### DATA EXTRACT ###

PR #2311, opened 2024-10-04
fix: properly sync all topics to cio

capJavert:
> When sending `cio_subscription_preferences` from `cio.identify` (for user) we have to include all existing topics in the object. If not CIO will take what it has and make everything else a default value (that is set in cio topics area) and for stuff like digest and follow it will become "subscribed" again.

Above was hotfixed in https://github.com/dailydotdev/daily-api/pull/2314

In addition to above, this PR also sync other subs in the same way.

###

Only the final stretch of the entries above is needed: print exactly the lines from the line containing "(for user) we" through the last one.

RESULT OF THIS EXERCISE ::
> When sending `cio_subscription_preferences` from `cio.identify` (for user) we have to include all existing topics in the object. If not CIO will take what it has and make everything else a default value (that is set in cio topics area) and for stuff like digest and follow it will become "subscribed" again.

Above was hotfixed in https://github.com/dailydotdev/daily-api/pull/2314

In addition to above, this PR also sync other subs in the same way.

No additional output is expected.